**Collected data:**
=== Begin Enclosure ===
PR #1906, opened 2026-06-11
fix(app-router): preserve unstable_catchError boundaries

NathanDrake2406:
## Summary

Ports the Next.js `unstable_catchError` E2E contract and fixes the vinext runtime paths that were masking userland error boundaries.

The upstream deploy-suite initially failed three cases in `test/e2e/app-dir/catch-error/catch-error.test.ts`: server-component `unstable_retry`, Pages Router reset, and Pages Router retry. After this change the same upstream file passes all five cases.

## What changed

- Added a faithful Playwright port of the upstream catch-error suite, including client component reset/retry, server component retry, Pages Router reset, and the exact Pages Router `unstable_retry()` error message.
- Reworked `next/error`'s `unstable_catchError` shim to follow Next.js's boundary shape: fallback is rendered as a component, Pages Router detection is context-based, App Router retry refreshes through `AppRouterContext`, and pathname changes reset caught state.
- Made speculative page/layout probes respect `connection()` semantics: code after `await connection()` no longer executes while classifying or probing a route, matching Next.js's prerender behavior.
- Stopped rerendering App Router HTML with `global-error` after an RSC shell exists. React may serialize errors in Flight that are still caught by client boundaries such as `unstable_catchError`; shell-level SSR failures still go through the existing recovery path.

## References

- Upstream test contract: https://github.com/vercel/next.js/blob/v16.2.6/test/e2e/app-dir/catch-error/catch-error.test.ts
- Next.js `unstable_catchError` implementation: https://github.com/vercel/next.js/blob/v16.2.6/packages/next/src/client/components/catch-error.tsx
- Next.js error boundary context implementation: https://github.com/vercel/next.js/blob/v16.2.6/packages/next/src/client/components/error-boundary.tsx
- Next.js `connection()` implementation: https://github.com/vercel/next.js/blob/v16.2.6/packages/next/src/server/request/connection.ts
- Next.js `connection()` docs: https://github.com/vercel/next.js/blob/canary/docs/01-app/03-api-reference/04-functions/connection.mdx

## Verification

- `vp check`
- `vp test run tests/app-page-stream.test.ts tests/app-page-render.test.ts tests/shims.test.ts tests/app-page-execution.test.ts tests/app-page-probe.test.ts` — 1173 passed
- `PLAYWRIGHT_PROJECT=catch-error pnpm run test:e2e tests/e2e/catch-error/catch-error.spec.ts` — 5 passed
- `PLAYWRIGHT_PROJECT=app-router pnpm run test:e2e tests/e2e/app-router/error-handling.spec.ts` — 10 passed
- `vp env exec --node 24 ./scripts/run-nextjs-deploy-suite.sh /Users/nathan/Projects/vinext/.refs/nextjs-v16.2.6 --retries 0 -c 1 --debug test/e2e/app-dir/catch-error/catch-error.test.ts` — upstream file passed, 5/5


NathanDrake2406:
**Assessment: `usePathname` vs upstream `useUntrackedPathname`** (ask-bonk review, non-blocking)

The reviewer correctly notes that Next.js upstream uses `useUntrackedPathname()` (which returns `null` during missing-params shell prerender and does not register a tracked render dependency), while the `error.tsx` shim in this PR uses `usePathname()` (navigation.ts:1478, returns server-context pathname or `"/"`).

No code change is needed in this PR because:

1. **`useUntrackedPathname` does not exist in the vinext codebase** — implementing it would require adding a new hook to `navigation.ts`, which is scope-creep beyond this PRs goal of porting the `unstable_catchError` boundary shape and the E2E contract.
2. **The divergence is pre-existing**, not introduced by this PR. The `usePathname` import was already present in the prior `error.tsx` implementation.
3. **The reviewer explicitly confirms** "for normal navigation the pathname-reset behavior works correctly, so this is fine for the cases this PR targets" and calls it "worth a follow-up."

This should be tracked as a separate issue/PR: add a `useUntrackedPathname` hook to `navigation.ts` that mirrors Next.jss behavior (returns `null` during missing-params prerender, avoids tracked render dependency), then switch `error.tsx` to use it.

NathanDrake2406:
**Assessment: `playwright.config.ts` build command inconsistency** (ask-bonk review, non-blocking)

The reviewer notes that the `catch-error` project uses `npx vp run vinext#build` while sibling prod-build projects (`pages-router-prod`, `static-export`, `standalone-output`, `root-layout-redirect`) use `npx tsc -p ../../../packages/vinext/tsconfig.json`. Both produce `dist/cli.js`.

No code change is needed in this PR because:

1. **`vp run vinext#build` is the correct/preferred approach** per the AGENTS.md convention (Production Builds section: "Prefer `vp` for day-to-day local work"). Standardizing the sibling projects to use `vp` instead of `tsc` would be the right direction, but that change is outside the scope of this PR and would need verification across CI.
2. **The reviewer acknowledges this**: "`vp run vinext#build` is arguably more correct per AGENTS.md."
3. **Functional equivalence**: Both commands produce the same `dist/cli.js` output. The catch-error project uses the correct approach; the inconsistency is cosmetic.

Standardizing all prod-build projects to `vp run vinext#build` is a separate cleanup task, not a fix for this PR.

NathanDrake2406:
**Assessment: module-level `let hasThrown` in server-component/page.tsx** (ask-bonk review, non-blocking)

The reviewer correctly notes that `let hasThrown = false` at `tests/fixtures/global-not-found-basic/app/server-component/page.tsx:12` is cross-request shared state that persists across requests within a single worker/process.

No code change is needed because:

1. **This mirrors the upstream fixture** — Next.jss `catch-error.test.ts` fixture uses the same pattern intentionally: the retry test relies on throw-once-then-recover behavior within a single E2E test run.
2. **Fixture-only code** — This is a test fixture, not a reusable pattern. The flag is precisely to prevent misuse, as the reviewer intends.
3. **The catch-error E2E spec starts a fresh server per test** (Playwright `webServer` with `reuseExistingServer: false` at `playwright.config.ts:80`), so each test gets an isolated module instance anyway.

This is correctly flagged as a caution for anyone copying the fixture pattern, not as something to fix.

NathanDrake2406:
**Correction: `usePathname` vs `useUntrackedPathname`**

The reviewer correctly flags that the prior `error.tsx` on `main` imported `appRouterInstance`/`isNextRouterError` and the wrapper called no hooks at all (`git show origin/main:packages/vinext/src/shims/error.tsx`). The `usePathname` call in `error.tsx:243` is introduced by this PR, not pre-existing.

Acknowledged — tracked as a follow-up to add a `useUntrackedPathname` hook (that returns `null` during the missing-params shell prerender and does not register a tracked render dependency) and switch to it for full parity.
=== End Enclosure ===
**Work instructions:**
Using the exact wording, transcribe all the records above.

**Answer area:**
PR #1906, opened 2026-06-11
fix(app-router): preserve unstable_catchError boundaries

NathanDrake2406:
## Summary

Ports the Next.js `unstable_catchError` E2E contract and fixes the vinext runtime paths that were masking userland error boundaries.

The upstream deploy-suite initially failed three cases in `test/e2e/app-dir/catch-error/catch-error.test.ts`: server-component `unstable_retry`, Pages Router reset, and Pages Router retry. After this change the same upstream file passes all five cases.

## What changed

- Added a faithful Playwright port of the upstream catch-error suite, including client component reset/retry, server component retry, Pages Router reset, and the exact Pages Router `unstable_retry()` error message.
- Reworked `next/error`'s `unstable_catchError` shim to follow Next.js's boundary shape: fallback is rendered as a component, Pages Router detection is context-based, App Router retry refreshes through `AppRouterContext`, and pathname changes reset caught state.
- Made speculative page/layout probes respect `connection()` semantics: code after `await connection()` no longer executes while classifying or probing a route, matching Next.js's prerender behavior.
- Stopped rerendering App Router HTML with `global-error` after an RSC shell exists. React may serialize errors in Flight that are still caught by client boundaries such as `unstable_catchError`; shell-level SSR failures still go through the existing recovery path.

## References

- Upstream test contract: https://github.com/vercel/next.js/blob/v16.2.6/test/e2e/app-dir/catch-error/catch-error.test.ts
- Next.js `unstable_catchError` implementation: https://github.com/vercel/next.js/blob/v16.2.6/packages/next/src/client/components/catch-error.tsx
- Next.js error boundary context implementation: https://github.com/vercel/next.js/blob/v16.2.6/packages/next/src/client/components/error-boundary.tsx
- Next.js `connection()` implementation: https://github.com/vercel/next.js/blob/v16.2.6/packages/next/src/server/request/connection.ts
- Next.js `connection()` docs: https://github.com/vercel/next.js/blob/canary/docs/01-app/03-api-reference/04-functions/connection.mdx

## Verification

- `vp check`
- `vp test run tests/app-page-stream.test.ts tests/app-page-render.test.ts tests/shims.test.ts tests/app-page-execution.test.ts tests/app-page-probe.test.ts` — 1173 passed
- `PLAYWRIGHT_PROJECT=catch-error pnpm run test:e2e tests/e2e/catch-error/catch-error.spec.ts` — 5 passed
- `PLAYWRIGHT_PROJECT=app-router pnpm run test:e2e tests/e2e/app-router/error-handling.spec.ts` — 10 passed
- `vp env exec --node 24 ./scripts/run-nextjs-deploy-suite.sh /Users/nathan/Projects/vinext/.refs/nextjs-v16.2.6 --retries 0 -c 1 --debug test/e2e/app-dir/catch-error/catch-error.test.ts` — upstream file passed, 5/5


NathanDrake2406:
**Assessment: `usePathname` vs upstream `useUntrackedPathname`** (ask-bonk review, non-blocking)

The reviewer correctly notes that Next.js upstream uses `useUntrackedPathname()` (which returns `null` during missing-params shell prerender and does not register a tracked render dependency), while the `error.tsx` shim in this PR uses `usePathname()` (navigation.ts:1478, returns server-context pathname or `"/"`).

No code change is needed in this PR because:

1. **`useUntrackedPathname` does not exist in the vinext codebase** — implementing it would require adding a new hook to `navigation.ts`, which is scope-creep beyond this PRs goal of porting the `unstable_catchError` boundary shape and the E2E contract.
2. **The divergence is pre-existing**, not introduced by this PR. The `usePathname` import was already present in the prior `error.tsx` implementation.
3. **The reviewer explicitly confirms** "for normal navigation the pathname-reset behavior works correctly, so this is fine for the cases this PR targets" and calls it "worth a follow-up."

This should be tracked as a separate issue/PR: add a `useUntrackedPathname` hook to `navigation.ts` that mirrors Next.jss behavior (returns `null` during missing-params prerender, avoids tracked render dependency), then switch `error.tsx` to use it.

NathanDrake2406:
**Assessment: `playwright.config.ts` build command inconsistency** (ask-bonk review, non-blocking)

The reviewer notes that the `catch-error` project uses `npx vp run vinext#build` while sibling prod-build projects (`pages-router-prod`, `static-export`, `standalone-output`, `root-layout-redirect`) use `npx tsc -p ../../../packages/vinext/tsconfig.json`. Both produce `dist/cli.js`.

No code change is needed in this PR because:

1. **`vp run vinext#build` is the correct/preferred approach** per the AGENTS.md convention (Production Builds section: "Prefer `vp` for day-to-day local work"). Standardizing the sibling projects to use `vp` instead of `tsc` would be the right direction, but that change is outside the scope of this PR and would need verification across CI.
2. **The reviewer acknowledges this**: "`vp run vinext#build` is arguably more correct per AGENTS.md."
3. **Functional equivalence**: Both commands produce the same `dist/cli.js` output. The catch-error project uses the correct approach; the inconsistency is cosmetic.

Standardizing all prod-build projects to `vp run vinext#build` is a separate cleanup task, not a fix for this PR.

NathanDrake2406:
**Assessment: module-level `let hasThrown` in server-component/page.tsx** (ask-bonk review, non-blocking)

The reviewer correctly notes that `let hasThrown = false` at `tests/fixtures/global-not-found-basic/app/server-component/page.tsx:12` is cross-request shared state that persists across requests within a single worker/process.

No code change is needed because:

1. **This mirrors the upstream fixture** — Next.jss `catch-error.test.ts` fixture uses the same pattern intentionally: the retry test relies on throw-once-then-recover behavior within a single E2E test run.
2. **Fixture-only code** — This is a test fixture, not a reusable pattern. The flag is precisely to prevent misuse, as the reviewer intends.
3. **The catch-error E2E spec starts a fresh server per test** (Playwright `webServer` with `reuseExistingServer: false` at `playwright.config.ts:80`), so each test gets an isolated module instance anyway.

This is correctly flagged as a caution for anyone copying the fixture pattern, not as something to fix.

NathanDrake2406:
**Correction: `usePathname` vs `useUntrackedPathname`**

The reviewer correctly flags that the prior `error.tsx` on `main` imported `appRouterInstance`/`isNextRouterError` and the wrapper called no hooks at all (`git show origin/main:packages/vinext/src/shims/error.tsx`). The `usePathname` call in `error.tsx:243` is introduced by this PR, not pre-existing.

Acknowledged — tracked as a follow-up to add a `useUntrackedPathname` hook (that returns `null` during the missing-params shell prerender and does not register a tracked render dependency) and switch to it for full parity.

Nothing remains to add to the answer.